((

PR #317, opened 2025-11-12
Add support for opening the in-game Backlog menu by scrolling up and close it when fully scrolled down, and scrolling down more.

dendi2008:
This PR will add support for opening the in-game Backlog menu by scrolling up and close it when fully scrolled down, and scrolling down more (with mouse). It will also close Backlog if scrolling is unavaible (for example, when Backlog has only 1-2 lines.)

### DIFF
--- a/src/profile/game.cpp
+++ b/src/profile/game.cpp
@@ -27,6 +27,8 @@ void LoadGameFromLua() {
   ResolutionHeight = EnsureGetMember<int>("ResolutionHeight");
   Fullscreen = EnsureGetMember<bool>("Fullscreen");
   Subtitles = EnsureGetMember<char const*>("Subtitles");
+  CloseBacklogWhenReachedEnd =
+      TryGetMember<bool>("CloseBacklogWhenReachedEnd").value_or(true);
 
   bool res = TryGetMember<bool>("LayFileBigEndian", LayFileBigEndian);
   if (!res) LayFileBigEndian = false;
--- a/src/ui/backlogmenu.cpp
+++ b/src/ui/backlogmenu.cpp
@@ -1,5 +1,7 @@
 #include "backlogmenu.h"
 
+#include <limits>
+
 #include "ui.h"
 #include "../profile/game.h"
 #include "../profile/vm.h"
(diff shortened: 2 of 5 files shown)


Enorovan:
> > Could this be the occasion to implement in the menus that they close when fully scrolled down, and you scroll down more?
> 
> I can implement this. But are there any other menus besides Backlog that should close when fully scrolled down and you scroll down more?

Nope, though maybe it should be in the BacklogMenu base class.

dendi2008:
> Should probably be a variable in `config.lua` tho, as we also a have a toggle for that in the launcher of a few of our patches (and I personally don't like it :blini:)

Should I also implement this or only implement in the Backlog menu that meny close when fully scrolled down, and you scroll down more (in BacklogMenu base class)?

dendi2008:
> Yeah I'd say just add a boolean to the profile for the down scrolling, and then implement it on the base class of the backlog menu You could also do it in another PR if you'd prefer that

Done.

src/profile/game.cpp
```diff
@@ -27,6 +27,8 @@ void LoadGameFromLua() {
   ResolutionHeight = EnsureGetMember<int>("ResolutionHeight");
   Fullscreen = EnsureGetMember<bool>("Fullscreen");
   Subtitles = EnsureGetMember<char const*>("Subtitles");
+  CloseBacklogWhenReachedEnd =
+      EnsureGetMember<bool>("CloseBacklogWhenReachedEnd");
```
PringlesGang: I'd do
```cpp
CloseBacklogWhenReachedEnd = TryGetMember<bool>("CloseBacklogWhenReachedEnd").value_or(true);
```
to make it an optional profile setting, with a default

src/ui/backlogmenu.cpp
```diff
@@ -205,6 +205,20 @@ void BacklogMenu::UpdateInput(float dt) {
...
   UpdateScrollingInput(dt);
+
+  static bool AtBottomPrev = false;
+
+  if (!(State == Shown && IsFocused)) {
+    AtBottomPrev = false;
+  } else if (Profile::CloseBacklogWhenReachedEnd) {
+    const float epsilon = 0.5f;
+    const bool atBottomNow = !MainScrollbar->Enabled ||
+                             (PageY <= (MainScrollbar->EndValue + epsilon));
```
PringlesGang, line 216: `std::numeric_limits<float>::epsilon()`

PringlesGang (dismissed):

src/ui/backlogmenu.cpp
dendi2008: Done.

src/profile/game.cpp
dendi2008: Done.

src/ui/backlogmenu.cpp
```diff
@@ -205,6 +207,21 @@ void BacklogMenu::UpdateInput(float dt) {
   MainScrollbar->UpdateInput(dt);
   UpdatePageUpDownInput(dt);
   UpdateScrollingInput(dt);
+
+  static bool AtBottomPrev = false;
```
KKhanhH: Practically it doesn't really make a difference since it's a class that only exists once, but logically it's part of the menu's state so I think making it a private member variable makes more sense

dendi2008: > making it a private member variable makes more sense

Done.

PR #318, opened 2025-11-14
Chlcc/delusions

KKhanhH:
Adds the wavey delusion trigger text for CHLCC

### DIFF
--- a/src/games/chlcc/delusiontrigger.cpp
+++ b/src/games/chlcc/delusiontrigger.cpp
@@ -322,9 +322,6 @@ void DelusionTrigger::UpdateShown(float dt) {
 }
 
 void DelusionTrigger::Update(float dt) {
-  if (!GetFlag(SF_DELUSIONACTIVE) && State == Shown) {
-    Reset();
-  }
   if (State == Showing) {
     UpdateShowing(dt);
   } else if (State == Hiding) {
@@ -494,7 +491,7 @@ void DelusionTextSystem::ScrollLine(size_t lineIdx) {
   line[MaxCharsPerLine - 1] = nullptr;
 
   // Find the last non-empty glyph position, fill after it
-  int lastGlyph = MaxCharsPerLine;
+  int lastGlyph = MaxCharsPerLine - 1;
   for (; lastGlyph >= 0; lastGlyph--) {
     if (line[lastGlyph] != nullptr) break;
   }
--- a/src/ui/gamespecific.cpp
+++ b/src/ui/gamespecific.cpp
@@ -20,7 +20,7 @@ namespace GameSpecific {
 void Init() {
   switch (Profile::GameSpecific::GameSpecificType) {
     case +GameSpecificType::CHLCC: {
-      CHLCC::DelusionTrigger::GetInstance();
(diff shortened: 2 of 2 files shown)


src/games/chlcc/delusiontrigger.cpp
```diff
@@ -336,26 +367,230 @@ void DelusionTrigger::Render() {
...
+  auto& line = GlyphLines[lineIdx];
+
+  std::shift_left(line.begin(), line.end(), 1);
+  line[MaxCharsPerLine - 1] = nullptr;
+
+  // Find the last non-empty glyph position
+  int lastGlyph = -1;
+  for (int i = 0; i < MaxCharsPerLine; ++i) {
+    if (line[i] != nullptr) lastGlyph = i;
+  }
```
PringlesGang: I think this loop could be better written going backwards
```cpp
int lastGlyph = MaxCharsPerLine;
for (; lastGlyph >= 0; lastGlyph--) {
    if (line[lastGlyph] != nullptr) break;
}
```

src/games/chlcc/delusiontrigger.cpp
```diff
@@ -336,26 +367,230 @@ void DelusionTrigger::Render() {
...
+}
+
+void DelusionTextSystem::Update(float dt) {
+  DelusionTextFade.Update(dt);
+  if (DelusionTextFade.IsOut()) {
+    if (DelusionSelectedLine) DelusionSelectedLine.reset();
+    return;
+  };
+
+  TextLineXOffset -= DelusionTextXVelocity;
```
PringlesGang: `TextLineXOffset -= DelusionTextXVelocity * dt`?

PringlesGang (changes requested):
Delusion trigger hide animation seems to be borked? It just instantly leaves for me

src/games/chlcc/delusiontrigger.cpp
KKhanhH: You mean dt * 60? Most of the delusion trigger code is frame based right now

PringlesGang: If `DelusionTextXVelocity` is in pixels per frame, then yeah. Regardless, `Update` gets called every game tick, so it should take `dt` into account

src/games/chlcc/delusiontrigger.cpp
```diff
@@ -336,26 +369,230 @@ void DelusionTrigger::Render() {
...
+  auto& line = GlyphLines[lineIdx];
+
+  std::shift_left(line.begin(), line.end(), 1);
+  line[MaxCharsPerLine - 1] = nullptr;
+
+  // Find the last non-empty glyph position, fill after it
+  int lastGlyph = MaxCharsPerLine;
+  for (; lastGlyph >= 0; lastGlyph--) {
+    if (line[lastGlyph] != nullptr) break;
+  }
```
PringlesGang: `int lastGlyph = MaxCharsPerLine - 1;` my b

PringlesGang (changes requested):
The rotation resets when it hides, so it just kinda jaggedly jumps from some rotation to 0 at the start of the transition. Maybe don't reset that?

))

WHAT TO WORK ON: Scan the material above for the string "include" and copy every line that has it.

RESPONSE TO THIS TASK:
 #include "backlogmenu.h"
+#include <limits>
 #include "ui.h"
 #include "../profile/game.h"
 #include "../profile/vm.h"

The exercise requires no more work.